Your job is to set down the stretch of entries that opens with the line containing "do we have a test that covers this bug?" and closes with the line containing "Partially fixes #1124". Keep both end lines, copy each exactly, and add nothing.

Top of PROVIDED MATERIAL

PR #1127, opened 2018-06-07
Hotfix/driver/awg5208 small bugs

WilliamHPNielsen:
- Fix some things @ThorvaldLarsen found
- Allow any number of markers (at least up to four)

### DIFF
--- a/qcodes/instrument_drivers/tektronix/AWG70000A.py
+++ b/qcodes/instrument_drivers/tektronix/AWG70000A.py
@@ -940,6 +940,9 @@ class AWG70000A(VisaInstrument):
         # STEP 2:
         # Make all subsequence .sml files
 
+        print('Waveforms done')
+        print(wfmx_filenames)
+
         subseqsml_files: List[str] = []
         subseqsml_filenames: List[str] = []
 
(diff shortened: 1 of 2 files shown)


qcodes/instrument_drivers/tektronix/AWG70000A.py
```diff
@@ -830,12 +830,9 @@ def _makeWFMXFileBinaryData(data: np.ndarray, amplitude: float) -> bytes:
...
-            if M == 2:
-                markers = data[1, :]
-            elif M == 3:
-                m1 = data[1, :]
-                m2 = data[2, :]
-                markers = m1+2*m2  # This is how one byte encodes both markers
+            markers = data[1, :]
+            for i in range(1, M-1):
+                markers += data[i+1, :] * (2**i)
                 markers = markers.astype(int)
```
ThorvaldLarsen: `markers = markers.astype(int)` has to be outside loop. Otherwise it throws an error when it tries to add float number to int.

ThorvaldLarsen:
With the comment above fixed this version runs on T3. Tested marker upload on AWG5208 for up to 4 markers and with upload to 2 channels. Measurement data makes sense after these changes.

Bottom of PROVIDED MATERIAL
Top of PROVIDED MATERIAL

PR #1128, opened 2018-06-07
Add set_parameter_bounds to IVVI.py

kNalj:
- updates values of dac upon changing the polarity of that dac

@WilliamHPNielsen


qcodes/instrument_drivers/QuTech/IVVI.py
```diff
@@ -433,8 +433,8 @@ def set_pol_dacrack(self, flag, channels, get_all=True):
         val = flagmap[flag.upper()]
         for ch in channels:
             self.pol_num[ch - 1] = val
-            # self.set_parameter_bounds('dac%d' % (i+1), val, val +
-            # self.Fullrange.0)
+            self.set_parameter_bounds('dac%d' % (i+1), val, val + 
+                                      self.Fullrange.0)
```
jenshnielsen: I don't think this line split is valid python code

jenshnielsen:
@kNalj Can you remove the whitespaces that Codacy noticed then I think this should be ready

Bottom of PROVIDED MATERIAL
Top of PROVIDED MATERIAL

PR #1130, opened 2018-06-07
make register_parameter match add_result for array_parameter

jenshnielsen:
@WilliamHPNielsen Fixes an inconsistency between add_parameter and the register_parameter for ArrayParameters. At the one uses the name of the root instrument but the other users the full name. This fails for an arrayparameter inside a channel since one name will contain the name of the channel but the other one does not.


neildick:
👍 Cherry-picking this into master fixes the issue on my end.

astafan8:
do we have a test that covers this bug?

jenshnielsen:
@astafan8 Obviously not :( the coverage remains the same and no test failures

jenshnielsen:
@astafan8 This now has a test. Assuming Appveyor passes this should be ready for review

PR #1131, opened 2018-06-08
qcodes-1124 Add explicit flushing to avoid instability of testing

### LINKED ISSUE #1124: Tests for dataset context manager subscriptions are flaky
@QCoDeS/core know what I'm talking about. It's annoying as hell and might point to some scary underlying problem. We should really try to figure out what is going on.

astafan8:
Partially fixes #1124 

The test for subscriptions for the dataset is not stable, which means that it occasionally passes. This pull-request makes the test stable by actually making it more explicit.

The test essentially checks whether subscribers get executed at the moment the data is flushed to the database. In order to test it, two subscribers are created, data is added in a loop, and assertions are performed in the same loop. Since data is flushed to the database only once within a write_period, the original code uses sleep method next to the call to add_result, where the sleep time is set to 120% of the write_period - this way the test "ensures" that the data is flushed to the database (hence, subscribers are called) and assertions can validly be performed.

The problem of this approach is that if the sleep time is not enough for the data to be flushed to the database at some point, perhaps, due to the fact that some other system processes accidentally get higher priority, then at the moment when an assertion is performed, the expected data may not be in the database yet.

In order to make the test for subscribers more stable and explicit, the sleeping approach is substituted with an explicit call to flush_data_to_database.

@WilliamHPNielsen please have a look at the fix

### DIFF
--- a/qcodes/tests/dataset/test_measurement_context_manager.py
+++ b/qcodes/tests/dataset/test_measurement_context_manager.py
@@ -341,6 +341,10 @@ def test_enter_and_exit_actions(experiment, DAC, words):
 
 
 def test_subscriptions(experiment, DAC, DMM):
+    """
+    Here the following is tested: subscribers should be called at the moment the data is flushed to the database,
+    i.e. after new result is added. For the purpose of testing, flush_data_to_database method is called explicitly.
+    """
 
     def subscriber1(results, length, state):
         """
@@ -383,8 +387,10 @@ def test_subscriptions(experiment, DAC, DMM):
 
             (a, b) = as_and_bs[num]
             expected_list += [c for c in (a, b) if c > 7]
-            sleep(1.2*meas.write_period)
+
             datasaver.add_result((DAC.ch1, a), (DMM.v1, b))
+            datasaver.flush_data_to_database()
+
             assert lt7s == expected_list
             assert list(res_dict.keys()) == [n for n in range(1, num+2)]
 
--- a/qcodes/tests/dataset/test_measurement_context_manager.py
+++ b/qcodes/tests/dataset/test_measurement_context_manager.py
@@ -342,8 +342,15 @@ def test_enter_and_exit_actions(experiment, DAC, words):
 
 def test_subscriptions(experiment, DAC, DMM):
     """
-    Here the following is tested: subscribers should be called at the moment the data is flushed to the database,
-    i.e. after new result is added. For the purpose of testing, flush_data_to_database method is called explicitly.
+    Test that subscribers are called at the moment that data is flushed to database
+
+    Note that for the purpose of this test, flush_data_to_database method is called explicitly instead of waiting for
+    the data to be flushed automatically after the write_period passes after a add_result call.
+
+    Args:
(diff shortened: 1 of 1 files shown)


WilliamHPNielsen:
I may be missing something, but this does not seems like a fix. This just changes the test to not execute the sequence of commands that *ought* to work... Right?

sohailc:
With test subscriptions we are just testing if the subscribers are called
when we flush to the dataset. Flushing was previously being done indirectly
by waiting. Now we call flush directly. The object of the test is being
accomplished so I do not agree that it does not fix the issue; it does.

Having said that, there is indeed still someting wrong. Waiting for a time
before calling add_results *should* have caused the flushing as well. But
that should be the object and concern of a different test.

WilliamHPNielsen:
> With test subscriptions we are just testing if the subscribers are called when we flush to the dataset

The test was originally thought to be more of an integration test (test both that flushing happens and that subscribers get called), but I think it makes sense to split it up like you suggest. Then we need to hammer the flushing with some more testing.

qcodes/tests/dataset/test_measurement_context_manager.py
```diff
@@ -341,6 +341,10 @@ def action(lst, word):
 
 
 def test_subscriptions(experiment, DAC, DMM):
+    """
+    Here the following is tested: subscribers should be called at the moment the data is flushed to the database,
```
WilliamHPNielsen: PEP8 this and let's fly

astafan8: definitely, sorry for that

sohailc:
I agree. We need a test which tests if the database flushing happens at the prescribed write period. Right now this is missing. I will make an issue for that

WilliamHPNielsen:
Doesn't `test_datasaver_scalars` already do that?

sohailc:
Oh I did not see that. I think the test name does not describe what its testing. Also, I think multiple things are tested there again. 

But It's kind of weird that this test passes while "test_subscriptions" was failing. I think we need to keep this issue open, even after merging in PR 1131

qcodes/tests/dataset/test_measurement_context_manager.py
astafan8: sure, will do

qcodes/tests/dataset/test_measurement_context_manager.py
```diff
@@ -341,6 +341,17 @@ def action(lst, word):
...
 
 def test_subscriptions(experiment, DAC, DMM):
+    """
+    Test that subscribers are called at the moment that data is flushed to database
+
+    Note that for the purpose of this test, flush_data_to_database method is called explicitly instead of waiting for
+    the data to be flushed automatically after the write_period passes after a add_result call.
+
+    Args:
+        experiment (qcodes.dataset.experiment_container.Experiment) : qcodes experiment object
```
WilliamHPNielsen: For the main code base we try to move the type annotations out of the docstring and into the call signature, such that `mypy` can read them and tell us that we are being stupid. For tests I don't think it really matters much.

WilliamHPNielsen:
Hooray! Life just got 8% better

Bottom of PROVIDED MATERIAL

# RESPONSE TO THE EXERCISE
do we have a test that covers this bug?

jenshnielsen:
@astafan8 Obviously not :( the coverage remains the same and no test failures

jenshnielsen:
@astafan8 This now has a test. Assuming Appveyor passes this should be ready for review

PR #1131, opened 2018-06-08
qcodes-1124 Add explicit flushing to avoid instability of testing

### LINKED ISSUE #1124: Tests for dataset context manager subscriptions are flaky
@QCoDeS/core know what I'm talking about. It's annoying as hell and might point to some scary underlying problem. We should really try to figure out what is going on.

astafan8:
Partially fixes #1124 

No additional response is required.